Rational Development of Endotoxin Sequestering Agents

内毒素螯合剂的合理开发

• 批准号: 6887691
• 负责人: Sunil A David
• 金额: $ 25.2万
• 依托单位: UNIVERSITY OF KANSAS LAWRENCE
• 依托单位国家: 美国
• 财政年份: 2003
• 资助国家: 美国
• 起止时间: 2003-05-01 至 2007-04-30
• 项目状态: 已结题
• 来源: https://reporter.nih.gov/project-details/6887691
• 关键词: antigen antibody reaction; binding sites; blood proteins; chemical binding; chemical structure function; clinical research; cytokine; disease /disorder model; drug design /synthesis /production; endotoxins; fluorescent dye /probe; human subject; intermolecular interaction; laboratory mouse; lipopolysaccharides; neutralizing antibody; septic shock; septicemia; toxicant screening

DESCRIPTION (provided by applicant): Lipopolysaccharides (LPS) or endotoxins are outer membrane constituents of gram-negative bacteria that play a key role in the pathogenesis of septic shock, a leading cause of mortality worldwide for which there is as yet no effective therapy. One possible approach to developing novel therapeutic strategies to treat sepsis is to sequester circulating LPS, a strategy that has been historically addressed using monoclonal antibodies directed against the structurally conserved lipid regions of LPS. However, a series of clinical trials using monoclonal antibodies have been unsuccessful owing to the lack of accessible recognition sites on the lipid. Our previous work on identifying structural requisites necessary for binding and neutralization of LPS in a variety of proteins, peptides and small molecules led to the identification of a novel class of structurally simple, nontoxic molecules, the lipopolyamines, which bind and neutralize LPS in vitro, and afford protection against LPS challenge in two murine models of gram-negative sepsis. Embodying an interdisciplinary approach, we propose to synthesize several homologous series of novel compounds rationally designed to maximize binding affinity and neutralization potency, and to exhibit desirable pharmacokinetic and toxicological profiles, based on optimal structural templates that we have already established with the lipopolyamines. Employing a hierarchical screening strategy, the interactions of these molecules with LPS will be comprehensively evaluated employing a variety of biophysical methods, including the determination of dissociation constants. Test compounds will be screened for the ability to inhibit LPS-induced cellular activation and production of key proinflammatory mediators of septic shock. Highly active molecules will be further tested in two murine models of gram-negative sepsis. The toxicity of the compounds will be systematically determined in a panel of in vitro assays.

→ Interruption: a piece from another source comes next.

PR #428, opened 2022-05-16
Add prometheus-api-client and openshift-client to support clusterbuster

RobertKrawitz:
Packages required for ClusterBuster-based runs.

描述（由申请人提供）：脂多糖（LPS）或内毒素是革兰氏阴性菌的外膜成分，在脓毒性休克的发病机制中起关键作用，脓毒性休克是全球死亡的主要原因，目前尚无有效的治疗方法。开发治疗脓毒症的新治疗策略的一种可能的方法是隔离循环LPS，这是一种历史上使用针对LPS的结构保守的脂质区域的单克隆抗体解决的策略。然而，由于脂质上缺乏可接近的识别位点，使用单克隆抗体的一系列临床试验一直不成功。 我们以前的工作，在各种蛋白质，肽和小分子中识别LPS的结合和中和所必需的结构的，导致了一类新的结构简单，无毒的分子，脂多胺，其结合和中和LPS在体外，并提供对LPS的攻击在两个革兰氏阴性脓毒症小鼠模型的保护。体现一个跨学科的方法，我们建议合成几个同源系列的新化合物合理设计，以最大限度地提高结合亲和力和中和效力，并表现出理想的药代动力学和毒理学概况，基于最佳的结构模板，我们已经建立了与脂多胺。采用分级筛选策略，这些分子与LPS的相互作用将采用各种生物物理方法进行全面评价，包括测定解离常数。将筛选测试化合物抑制LPS诱导的细胞活化和脓毒性休克的关键促炎介质产生的能力。将在两种革兰氏阴性脓毒症小鼠模型中进一步测试高活性分子。将在一组体外试验中系统地测定化合物的毒性。